PR #175, opened 2015-03-26
Fixes #169: minor issues with new expression support

### LINKED ISSUE #169: minor issues with new expression support
Found a few issues in the fix for 149.  They're all minor, so just lumping them into one GH issue:
* In the UI, expression text is shown surrounded by "{ }".  This is part of the syntax of various languages within Camel (including simple), which will be confusing.  We should not display extra "{ }" to what the user enters.
* Escaping "${" is missing in this commit.  See my comment on the original issue:
https://github.com/fusesource/fuseide/issues/149
* Some expressions could be very long, so viewing the expression text in the source node could be trouble.  Perhaps we should consider having a unique icon/colored box for expressions and just the expression language in there?  We can always provide a mini-viewer of some support in the detail view.
* There's a bug when using an expression in combination with the new "Add a new mapping" support, to reproduce:
    * Click Add a new mapping
    * Set an expression as the source
    * Set a field as the target
    * Boom ...
```
java.lang.ClassCastException: org.jboss.tools.fuse.transformation.editor.internal.util.ExpressionPlaceholder cannot be cast to org.jboss.mapper.Variable
	at org.jboss.tools.fuse.transformation.editor.internal.util.TransformationConfig.update(TransformationConfig.java:497)
	at org.jboss.tools.fuse.transformation.editor.internal.util.TransformationConfig.setTarget(TransformationConfig.java:452)
	at org.jboss.tools.fuse.transformation.editor.internal.MappingViewer.dropOnTarget(MappingViewer.java:91)
	at org.jboss.tools.fuse.transformation.editor.internal.MappingViewer$2.drop(MappingViewer.java:74)
	at org.jboss.tools.fuse.transformation.editor.internal.MappingViewer$DropListener.drop(MappingViewer.java:174)
```

jpav:


kcbabo:
Hey - just a reminder that  you need to delete your existing projects in the IDE and import as existing Eclipse projects after my commit for https://github.com/fusesource/fuseide/issues/159 .  Check the email I sent to the mapper list for more details.

kcbabo:
Reason I point that I out is that there are a bunch of .project files in this PR. :-)

kcbabo:
pushed

jpav:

※

-- WHAT TO WORK ON --
Reproduce exactly every line that sits between the start of the entries and the line bearing "Hey - just a", counting both of those lines.

-- RESPONSE --
PR #175, opened 2015-03-26
Fixes #169: minor issues with new expression support

### LINKED ISSUE #169: minor issues with new expression support
Found a few issues in the fix for 149.  They're all minor, so just lumping them into one GH issue:
* In the UI, expression text is shown surrounded by "{ }".  This is part of the syntax of various languages within Camel (including simple), which will be confusing.  We should not display extra "{ }" to what the user enters.
* Escaping "${" is missing in this commit.  See my comment on the original issue:
https://github.com/fusesource/fuseide/issues/149
* Some expressions could be very long, so viewing the expression text in the source node could be trouble.  Perhaps we should consider having a unique icon/colored box for expressions and just the expression language in there?  We can always provide a mini-viewer of some support in the detail view.
* There's a bug when using an expression in combination with the new "Add a new mapping" support, to reproduce:
    * Click Add a new mapping
    * Set an expression as the source
    * Set a field as the target
    * Boom ...
```
java.lang.ClassCastException: org.jboss.tools.fuse.transformation.editor.internal.util.ExpressionPlaceholder cannot be cast to org.jboss.mapper.Variable
	at org.jboss.tools.fuse.transformation.editor.internal.util.TransformationConfig.update(TransformationConfig.java:497)
	at org.jboss.tools.fuse.transformation.editor.internal.util.TransformationConfig.setTarget(TransformationConfig.java:452)
	at org.jboss.tools.fuse.transformation.editor.internal.MappingViewer.dropOnTarget(MappingViewer.java:91)
	at org.jboss.tools.fuse.transformation.editor.internal.MappingViewer$2.drop(MappingViewer.java:74)
	at org.jboss.tools.fuse.transformation.editor.internal.MappingViewer$DropListener.drop(MappingViewer.java:174)
```

jpav:


kcbabo:
Hey - just a reminder that  you need to delete your existing projects in the IDE and import as existing Eclipse projects after my commit for https://github.com/fusesource/fuseide/issues/159 .  Check the email I sent to the mapper list for more details.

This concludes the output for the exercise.